**Required work:**
Return each line of the data below unchanged, please.

Stored data
PR #1567, opened 2026-02-13
clustering api change and better docs

### LINKED ISSUE #1393: Improve function signatures in API docs of cluster/plot modules
### Location

API docs

### Documentation problem

Image

Function signatures empty.

lkstrp:
Closes #1393

- Moves all spatial clustering functions from `n.clustering.*` to `n.clustering.spatial.*`, next to `n.clustering.temporal.*`.
- Uses same Mixin architecture as already done everywhere else for `v1`. This yields better docs and typing


fneum:
Good to go when docs build is green.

**Output for this task:**
PR #1567, opened 2026-02-13
clustering api change and better docs

### LINKED ISSUE #1393: Improve function signatures in API docs of cluster/plot modules
### Location

API docs

### Documentation problem

Image

Function signatures empty.

lkstrp:
Closes #1393

- Moves all spatial clustering functions from `n.clustering.*` to `n.clustering.spatial.*`, next to `n.clustering.temporal.*`.
- Uses same Mixin architecture as already done everywhere else for `v1`. This yields better docs and typing


fneum:
Good to go when docs build is green.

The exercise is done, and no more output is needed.